As the chuckles ebbed away, he looked at the Hell’s Angels anxiously.
‘Thanks for helping us the other day, lads. Did you get any repercussions?’
‘Nah,’ said Potman. ‘They didn’t know who we are. I don’t think Southall registers on the old North London radar.’
‘You never did tell me what your problem was.’
‘We are being burglarised,’ said Noodles, indignantly. ‘Us!’
‘We noticed a month ago that all the nice mag wheels from the scrap motors were going missing,’ said Potman. ‘Some cunt was having us over.’
‘So we had CCTV camera installised and started recording everything on a Betamax video in the hut,’ Noodles went on.
‘Days passed and nothing on film,’ said Potman.
‘Nix.’
‘So we decided we needed to hole up in the yard ourselves overnight, and we wanted a few more bodies as back-up, ’cos as you know it’s a big yard, not like your little toy-town hovel.’
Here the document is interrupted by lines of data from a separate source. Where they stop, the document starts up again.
PR #3501, opened 2021-08-10
derive Eq for VotePlanStatus

Zeegomo:


danielSanchezQ (approved):
Check the lints, otherwise lgtm.

PR #3505, opened 2021-08-11
[Test] Adjust test tools in preparation for vote check tool

Zeegomo:
This PR adjust some of the tools the are currently used in testing to be able to reuse them for the vote check tool.
In particular, it contains: 
* a quick change to make `Starter` more binary friendly by:
  * adding a verbose flag to suppress unwanted output
  * lazily get the local jormungandr binary
  * remove unnecessary panics

  If we plan to use such struct more broadly I think it would be better to refactor it (and some of its dependencies, like `JormungandrProcess`) in some shared tool space (e.g. jormungandr-(testing)-utils).

  Due to the challenges of such refactor and the close deadline for code freeze I chose to go with this simpler solution for now. 
* an addition to be able to run arbitrary queries with the explorer interface tool


dkijania (approved):

dkijania:
very good stuff

PR #3529, opened 2021-08-19
tests: remove hidden TTL manipulations from builders

eugene-babichenko:


testing/jormungandr-testing-utils/src/testing/fragments/mod.rs
```diff
@@ -109,51 +105,50 @@ impl FragmentBuilder {
...
     pub fn full_delegation_cert_for_block0(
-        date: BlockDate,
+        valid_until: BlockDate,
         wallet: &Wallet,
         pool_id: PoolId,
     ) -> Initial {
         let expiry_date = BlockDate {
-            epoch: date.epoch + 1,
-            slot_id: date.slot_id,
+            epoch: valid_until.epoch + 1,
```
mrzenioszeniou, line 124: Why are we keeping this manipulation here? If the intend is indeed for the expiration to fall an epoch after `valid_until` I'd like to note that:
* the parameter here is named `valid_until`
* the variable is then named `expiry_date`
* the instance then finds its way to `chain_impl_mockchain::transaction::builder::TxBuilderState::set_expiry_date` whose parameter is called `valid_until` once more.

At this point I'm struggling to grasp what is semantically correct.

I'm also confused by the name of this function – which I know is unrelated to this PR. If it's a delegation certificate for block0, I'd expect the `BlockDate` to be statically instantiated to the first epoch or the one after that.

eugene-babichenko: I overlooked this one, thanks.

eugene-babichenko: > I'm also confused by the name of this function – which I know is unrelated to this PR. If it's a delegation certificate for block0, I'd expect the BlockDate to be statically instantiated to the first epoch or the one after that.

We may utilize it for some testing later, but I think having this now is the consequence of copy-pasting in the first place.

mrzenioszeniou (approved):

mzabaluev:
Needs rebasing to resolve the conflicts.

PR #3530, opened 2021-08-20
consistent transaction fields order

Zeegomo:
It was bothering me a little that different `Wallet` transactions had the block date field in different positions.


eugene-babichenko (approved):

mzabaluev (approved):
We should just have builder APIs everywhere to not have to deal with this.

PR #3531, opened 2021-08-20
add pending transactions to node stats

Zeegomo:


jormungandr/src/fragment/pool.rs
```diff
@@ -562,13 +574,23 @@ pub(super) mod internal {
...
         }
 
-        pub fn remove_all<'a>(&mut self, fragment_ids: impl IntoIterator<Item = &'a FragmentId>) {
-            for fragment_id in fragment_ids {
-                let maybe_fragment = self.entries.remove(fragment_id);
-                if let Some(fragment) = maybe_fragment {
-                    self.timeout_queue_remove(&fragment);
-                }
-            }
+        /// returns the ids of updated fragments
```
mzabaluev, line 577: Perhaps adding a doc on what the method actually does before returning would be good too.

mzabaluev (commented):
Looks good except for some type mismatches, it's still unfinished I guess.

Zeegomo:
Yep, I pushed it because I didn't want to forget about it but it still needs some polishing touches, hence the draft status

PR #3537, opened 2021-08-24
TTL Functional Tests

mrzenioszeniou:
Introduced some TTL tests to complement #3504.

* Added a simple unit test in to ensure transactions are removed as soon as they're expired.
* Added JCLI test to ensure no transactions can be created without a time validity.
* Added JCLI test to ensure different time validity yields different transaction.
* Added single-node test to ensure expired transactions are rejected.
* Added single-node test to ensure transactions with long TTLs are rejected.


testing/jormungandr-integration-tests/src/jormungandr/transactions.rs
```diff
@@ -89,3 +93,124 @@ pub fn accounts_funds_are_updated_after_transaction() {
...
+    )
+    .unwrap();
+
+    let jcli = JCli::default();
+
+    let valid_transaction = sender
+        .transaction_to(
+            &jormungandr.genesis_block_hash(),
+            &jormungandr.fees(),
+            chain_impl_mockchain::block::BlockDate::first(),
```
Zeegomo, line 124: mmm, I think there's still some date magic under this and I don't particularly like it. Didn't we fix it already (or was it something different)? IIRC we agreed to not have date manipulation, at least for interfaces which are simply building a transaction like you would on the command line like `Wallet`

testing/jormungandr-integration-tests/src/jormungandr/transactions.rs
```diff
@@ -89,3 +93,124 @@ pub fn accounts_funds_are_updated_after_transaction() {
...
+
+    jcli.fragment_sender(&jormungandr)
+        .send(&valid_transaction)
+        .assert_in_block();
+
+    let expired_transaction = sender
+        .transaction_to(
+            &jormungandr.genesis_block_hash(),
+            &jormungandr.fees(),
+            chain_impl_mockchain::block::BlockDate {
```
Zeegomo, line 203: Same as above, this is also confusing, why would it fail if the validity date is set to the max allowed?

testing/jormungandr-testing-utils/src/testing/fragments/sender.rs
```diff
@@ -142,6 +142,21 @@ impl<'a, S: SyncNode + Send> FragmentSender<'a, S> {
         self.send_fragment(from, fragment, via)
     }
 
+    pub fn send_transaction_with_validity<A: FragmentNode + SyncNode + Sized + Send>(
```
Zeegomo, line 145: This sounds like validity is an optional field, and indeed we have also `send_transaction`. I would pick another less ambiguous name, and also understand why we have these two methods. If `send_transaction` is a convenience method to do some date magic it could just pick the value and reuse `send_transaction_with_validity`

testing/jormungandr-testing-utils/src/testing/fragments/sender.rs
```diff
@@ -142,6 +142,21 @@ impl<'a, S: SyncNode + Send> FragmentSender<'a, S> {
...
+        &self,
+        from: &mut Wallet,
+        to: &Wallet,
+        via: &A,
+        value: Value,
+        valid_until: BlockDate,
+    ) -> Result<MemPoolCheck, FragmentSenderError> {
+        let address = to.address();
+        let fragment =
+            from.transaction_to(&self.block0_hash, &self.fees, valid_until, address, value)?;
```
Zeegomo, line 155: This is misleading, the wallet treats the date as "current date" (poor choice of name there, besides the unwanted manipulation), so this does not set the expiry date for the transaction to `valid_until`, but to the next epoch.
I think this is another evidence that `Wallet` should not do anything with the date it receives, and use it directly to set the `valid_until` transaction field

Zeegomo (changes requested):
The tests themselves are good, but in my opinion the way the test framework is written introduces unnecessary confusion.
I would rather fix that first than keep adding stuff on top of it which we would need to be fixed later

testing/jormungandr-integration-tests/src/jormungandr/transactions.rs
mrzenioszeniou: Yes that is correct. In this case the magic is hidden in `jormungandr_testing_utils::testing::fragments::FragmentBuilder`. We have #3529 which should clean these up, so I didn't bother fixing them again. We can rebase this branch onto it or the other way around.

testing/jormungandr-testing-utils/src/testing/fragments/sender.rs
mrzenioszeniou: Oh my bad, that's leftover code from an attempt to clean up the testing API. I got rid of it. `BlockDate` magic aside, the validity for a transaction is defined upon construction of the `FragmentSender` and all transactions created by it use that `BlockDate`.

testing/jormungandr-integration-tests/src/common/jcli/services/fragment_check.rs
```diff
@@ -156,4 +163,8 @@ impl<'a> FragmentCheck<'a> {
             ),
         }
     }
+
+    pub fn assert_rejected_summary(self) {
```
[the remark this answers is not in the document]
mrzenioszeniou: Often enough the tests end with an assertion, which is why some these assertive functions consume `self`. You're right though, there's no reason why they should. I changed them to `&self`.

testing/jormungandr-integration-tests/src/jormungandr/transactions.rs
Zeegomo: Indeed, I recalled seeing a PR for that. All good then! But I would wait for it to land before merging this PR, as it will require changes to the tests I guess

jormungandr/src/fragment/pool.rs
```diff
@@ -668,6 +669,41 @@ pub(super) mod internal {
             }
             assert!(pool.remove_oldest().is_none());
         }
+
+        #[test]
+        fn expired_transactions_are_removed() {
+            let mut pool = Pool::new(1);
+
+            let tx = Fragment::Transaction(
+                TxBuilder::new()
```
eugene-babichenko, line 678: Unrelated: this is funny, that such no-op transaction can be built.

eugene-babichenko (approved):
All looking good. I merged #3529, so please rebase onto the latest `master`.

Zeegomo (approved):

PR #3547, opened 2021-08-27
metrics: add pending tx count

eugene-babichenko:


eugene-babichenko:
Now that we use only one pool per node this became much simpler.

jormungandr/src/metrics/backends/simple_counter.rs
```diff
@@ -97,6 +104,10 @@ impl MetricsBackend for SimpleCounter {
         self.tx_recv_cnt.fetch_add(count, Ordering::SeqCst);
     }
 
+    fn set_tx_pending_cnt(&self, count: usize) {
+        self.tx_pending_cnt.store(count, Ordering::SeqCst);
```
mzabaluev, line 108: Idly wondering if this needs to be `SeqCst` if you fetch the metrics with `Relaxed`...

This shouldn't matter much in the grand scheme of things, though.

mzabaluev (approved):

jormungandr/src/metrics/backends/simple_counter.rs
eugene-babichenko: I can revisit ordering here. I remember having odd test failures with less strict ordering requirements. Basically, I just copy-pasted these from older implementation.

PR #3548, opened 2021-08-27
Additional TTL Functional Tests

mrzenioszeniou:
Addendum to #3537:

* New test to verify expired transactions do not create entries in the persistent log.
* New test to verify a node will reject transactions that expired after they've entered the mempool.

### DIFF
--- a/testing/jormungandr-integration-tests/src/jormungandr/mempool.rs
+++ b/testing/jormungandr-integration-tests/src/jormungandr/mempool.rs
@@ -1,11 +1,14 @@
+use crate::common::jcli::JCli;
 use crate::common::jormungandr::{starter::Role, Starter};
+use crate::common::transaction_utils::TransactionHash;
 use crate::common::{jormungandr::ConfigurationBuilder, startup};
 use assert_fs::fixture::PathChild;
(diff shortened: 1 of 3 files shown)


Zeegomo (approved):
Looks good, but where we decided that an expired transaction should not be included in persistent logs? It's ok for me, I just wonder if there was any discussion about it, or it was a result of recent changes to the code

mrzenioszeniou:
> Looks good, but where we decided that an expired transaction should not be included in persistent logs? It's ok for me, I just wonder if there was any discussion about it, or it was a result of recent changes to the code

@Zeegomo, I'm not sure what the motivation for this decision is. @eugene-babichenko integrated the TTL changes so maybe he can shed some light.

eugene-babichenko:
> 
> 
> Looks good, but where we decided that an expired transaction should not be included in persistent logs? It's ok for me, I just wonder if there was any discussion about it, or it was a result of recent changes to the code

It is the same case as with any transaction that was rejected upon submission. If a transaction expires while being in the pool it will remain in the fragment log.

eugene-babichenko (approved):

PR #3549, opened 2021-08-27
basic xtask usage

eugene-babichenko:
This commit introduces the basic use of `xtask` approach as described in

https://github.com/matklad/cargo-xtask/

The idea is to bring better development workflow while keeping
everything within the scope of `cargo` and not introducing any
additional scripting like bash/PowerShell/Python.

If we find this approach interesting, I would also suggest porting some
parts of our release pipelines to Rust. This would give us access to
libraries like `cargo-metadata` producing better/easier to understand
scripts.

### DIFF
--- a/.cargo/config.toml
+++ b/.cargo/config.toml
@@ -1,0 +1,2 @@
+[alias]
+xtask = "run -p xtask -- "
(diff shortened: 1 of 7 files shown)


minikin:

PR #3889, opened 2022-03-16
_ (underscore) is not needed since it is added by the prometheus lib

garbas:


garbas:
Confirming that this fixes the issue in monitoring (tested with catalyst-signoff namespace).

Zeegomo (approved):

PR #3935, opened 2022-04-13
Initialize a new RPC service

Mr-Leshiy:
Added initial RPC service initialization which will be used for the Ethereum JSON-API implementation.
Added two more dependencies:
- `jsonrpc`, [as for the server instance](https://github.com/paritytech/jsonrpc.git)

### DIFF
--- a/jormungandr/src/lib.rs
+++ b/jormungandr/src/lib.rs
@@ -618,7 +618,7 @@ fn initialize_node() -> Result<InitializedNode, start_up::Error> {
     init_os_signal_watchers(&mut services, cancellation_token.clone());
 
     let rest_context = match settings.rest.clone() {
-        Some(rest) => {
+        Some(rest_config) => {
             use tokio::sync::RwLock;
 
             let mut context = rest::Context::new();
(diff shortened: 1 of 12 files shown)


jormungandr/src/settings/start/mod.rs
```diff
@@ -153,13 +154,22 @@ impl RawSettings {
         }
     }
 
+    fn rpc_config(&self) -> Option<Rpc> {
+        let cmd_listen_opt = self.command_line.rpc_arguments.listen;
+        match cmd_listen_opt {
+            Some(cmd_listen) => Some(Rpc { listen: cmd_listen }),
+            None => None,
+        }
```
cameron1024, line 162: Small style thing: could this become: `cmd_listen_output.map(|listen| Rpc { listen })`?

jormungandr/src/lib.rs
```diff
@@ -645,6 +646,15 @@ fn initialize_node() -> Result<InitializedNode, start_up::Error> {
         None => None,
     };
 
+    match settings.rpc.clone() {
```
cameron1024, line 649: Could this be `if let Some(rpc)`?

cameron1024 (approved):

enzoc4 (commented):
I'm out of the loop on this, but did you consider something like https://github.com/paritytech/jsonrpc ? Seems to be MIT, and uses `hyper` underneath anyway. I don't see much benefit on using warp if we are not even serving it with the already existing server.

> hyper, as for the server instance

Well, not sure if that counts as adding a dependency, since warp uses hyper underneath anyway.

Mr-Leshiy:
@enzoc4 , yes I have take a look into this crate also. But initially I though how to use the same dependencies as we have currently, so that is why I have chosen `warp` json rpc extension over the original warp. At least if it will be needed to establish the usage of `promotes` or `cors` it can be easily done in the same way how it was done with the REST apis.
But if it is not needed and it is ok to use some other crates as https://github.com/paritytech/jsonrpc I can take that one.

Mr-Leshiy:
Changed dependency crate to the https://github.com/paritytech/jsonrpc.git

saibatizoku (approved):
Seems fine to me, even though I don't know the rpc crate, no cargo audit warnings + hyper under the hood is good enough for me.

Are you going to put the RPC server behind the `#[cfg(feature = "evm")]` gate?

Mr-Leshiy:
@saibatizoku , 
> Are you going to put the RPC server behind the #[cfg(feature = "evm")] gate?
generally yes, but I am considering to add just a specific roc functions under this gate, not the whole service, maybe it could be useful for the jormungandr itself

PR #3973, opened 2022-05-03
Add get chain info RPC endpoints

Mr-Leshiy:
Add a dummy implementation for the bunch of the RPC endpoints.
The main goal to provide a correct signature of the RPC endpoints and correct data types for the arguments and return value.
Functionality for the endpoints will be added later.

### DIFF
--- a/jormungandr/src/jrpc/mod.rs
+++ b/jormungandr/src/jrpc/mod.rs
@@ -23,14 +23,15 @@ pub async fn start_jrpc_server(config: Config, _context: ContextLock) {
     let mut modules = RpcModule::new(());
 
     #[cfg(feature = "evm")]
-    modules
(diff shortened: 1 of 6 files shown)


jormungandr/src/jrpc/mod.rs
```diff
@@ -22,7 +24,12 @@ pub async fn start_jrpc_server(config: Config, _context: ContextLock) {
 
     #[cfg(feature = "evm")]
     modules
-        .merge(eth_block_info::eth_get_blocks_info_module(_context))
+        .merge(eth_block_info::eth_get_blocks_info_module(_context.clone()))
+        .unwrap();
+
+    #[cfg(feature = "evm")]
+    modules
```
Zeegomo, line 31: nit: I think you can have a code block and use only one conditional compilation directive

Zeegomo (approved):

PR #3981, opened 2022-05-06
try cargo nextest in CI

cameron1024:


cameron1024:
Fails due to ports being in use, non trivial to parallelize

PR #3987, opened 2022-05-11
Add rustfmt.toml and fmt specifications

nicopado:
Added rustfmt.toml file to leverage fmt command features.
Added option "imports_granularity="Crate"" which sort use statement alphabetically and merges them when necessary.
Being this an unstable feature, it needs to run on nightly channel
`cargo +nightly fmt`


nicopado:
Regarding actions / CI:

My concern was that, given this is a breaking change for anyone using plain "cargo fmt", it would disrupt some CI step.
It looks like it doesn't, since we run the "fmt" command only with the "-- --check" option in the lint step.
This step will now fail according to what specified in the rustfmt.toml file, as can be seen [here](https://github.com/input-output-hk/jormungandr/runs/6385998075?check_suite_focus=true)

Mr-Leshiy (approved):
Seems it is ok it we can merge it

Mr-Leshiy:
@nicopado are we ready to merge it ? Or some additional actions needed ?
(Fix clips CI fist of course but it is not so complicated)

Mr-Leshiy:
@nicopado , what do you think also to add `group_imports="One"` config ? seems it will also add great structuring. https://rust-lang.github.io/rustfmt/?version=master&search=#One%5C%3A

nicopado:
@Mr-Leshiy LOVE IT!
Another good one we could add is 
`reorder_modules=true`
this one sorts the modules alphabetically.

Adding those two right now, but let's close it after this so is not parked here for eternity :)

nicopado:
image

PR #3988, opened 2022-05-12
add jcli merge voteplan results command

enzoc4:
This probably needs more tests, and an integration test, but I'm not sure if that should be done here (and I'm still not sure how).

### DIFF
--- a/jcli/src/jcli_lib/vote/tally/merge_results.rs
+++ b/jcli/src/jcli_lib/vote/tally/merge_results.rs
@@ -1,0 +1,274 @@
+use crate::jcli_lib::utils::io;
+use crate::jcli_lib::utils::OutputFormat;
+use jormungandr_lib::crypto::hash::Hash;
+use jormungandr_lib::interfaces::VotePlanId;
+use jormungandr_lib::interfaces::{PrivateTallyState, Tally, VotePlanStatus, VoteProposalStatus};
+use serde::Deserialize;
+use serde::Serialize;
+use std::collections::BTreeMap;
+use std::path::PathBuf;
+use structopt::StructOpt;
+
+#[derive(Debug, thiserror::Error)]
+pub enum Error {
+    #[error("voteplan should be already decrypted before merging")]
+    VotePlanEncrypted,
+    #[error("voteplans have different privacy type")]
+    PrivacyMismatch,
+}
+
+#[derive(StructOpt)]
+#[structopt(rename_all = "kebab-case")]
+pub struct MergeVotePlan {
+    /// The path to json-encoded list of voteplans to merge. If this parameter is not specified, it
+    /// will be read from the standard input. Voteplans must be already decrypted before merging.
+    /// Two voteplans in the list will be merged if they have ALL the same proposals according to
+    /// the proposal (external) id.
+    #[structopt(long)]
+    vote_plans: Option<PathBuf>,
+    #[structopt(flatten)]
+    output_format: OutputFormat,
+}
+
+impl MergeVotePlan {
+    pub fn exec(&self) -> Result<(), super::Error> {
+        let voteplans: Vec<VotePlanStatus> =
+            serde_json::from_reader(io::open_file_read(&self.vote_plans)?)?;
+
+        let results = merge_voteplans(voteplans)?;
+
+        let output = self
+            .output_format
+            .format_json(serde_json::to_value(results)?)?;
+        println!("{}", output);
+
+        Ok(())
+    }
+}
+
+#[derive(Serialize, Deserialize, Debug, Clone, Eq, PartialEq)]
+pub struct MergedVotePlan {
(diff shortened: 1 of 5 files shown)


jcli/src/jcli_lib/vote/tally/mod.rs
```diff
@@ -20,6 +21,11 @@ pub enum Tally {
     /// The decrypted tally data will be printed in hexadecimal encoding
     /// on standard output.
     DecryptResults(decrypt_tally::TallyVotePlanWithAllShares),
+    /// Decrypt all proposals in a vote plan.
```
Zeegomo, line 24: copy paste?

jcli/src/jcli_lib/vote/tally/merge_results.rs
```diff
@@ -0,0 +1,274 @@
...
+    let mut results = Vec::with_capacity(voteplans.len() / 2);
+
+    for (curr, vp1) in voteplans.iter().enumerate() {
+        let p1: BTreeMap<Hash, VoteProposalStatus> = vp1
+            .proposals
+            .iter()
+            .map(|vps| (vps.proposal_id, vps.clone()))
+            .collect();
+
+        if let Some(vp2) = voteplans.iter().skip(curr + 1).find(|vp2| {
```
Zeegomo, line 65: why do we merge two voteplans only? Why not merging all of those with the same proposal set?

Zeegomo (commented):
Wondering if this should happen by default when decrypting instead of requiring another command, but not really crucial (and would require some changes to the output format). 
Also, please update the changelog

jcli/src/jcli_lib/vote/tally/merge_results.rs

‘Thanks, lads,’ said Ronnie sarcastically. ‘But surely you’ve got back-up over your way?’r />
‘Yeah,’ said Potman. ‘But we can’t turn to someone like the Marley brothers, ’cos odds-on they’re the stinking arse-wipes with the sticky fingers.’
‘The Marleys, I know it’s the Marleys,’ Noodles said grimly. ‘Of all the impertinosity.’
‘Well,’ said Ron. ‘I’d like to help you fellas, but as you can see I’m a little tied up.’
He paused. ‘Harry, on the other hand, could be just the job. Take the boy! I insist! He’s got fuck all else to do, and he won’t wanna work at Valley Metals with my brother Alf running the place while I’m in here. Miserable as a rat in a tar barrel, that bastard is.’
Potman looked at Harry. ‘What do you say, son?’
‘Why the fuck not?’
SCRAPHEAP CHALLENGE
September, 1986. Potman was showing Harry Tyler around the scrapyard he ran with Noodles near Southall in Middlesex. It was similar to Valley Metals but on a much larger scale. There were mountains of scrap in all directions, old fridges, clapped-out washing machines and row after row of cars, yesterday’s dream chariots now a wretched detritus of road crashes and abandoned vehicles. There were twisted wrecks and rusting hulks with dented bonnets and shattered windscreens as far as Harry could see in every direction.
‘See what I mean?’ said Potman. ‘The place is too big for two people to cover.’
It had rained overnight but the sun was shining now, leaving little puddles of gasoline rainbows, littered with discarded dog-ends.
Harry looked up at the sun.
‘Quite an Indian summer,’ he said.
Potman grunted. ‘Well, there’s enough of ’em round here.’
The big man was dwarfed by two leaning towers of car tyres as bald as Duncan Goodhew.